(SOURCE RECORDS Opens)

PR #1335, opened 2023-10-13
Shim originUrl outside of Firefox

chrmod:


chrmod:
Closing for now as current methods may be sufficient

(SOURCE RECORDS Closes)

■ **WHAT THE TASK REQUIRES**:
Could I ask you to return the records exactly and in full?

■ **TASK OUTPUT**:
PR #1335, opened 2023-10-13
Shim originUrl outside of Firefox

chrmod:


chrmod:
Closing for now as current methods may be sufficient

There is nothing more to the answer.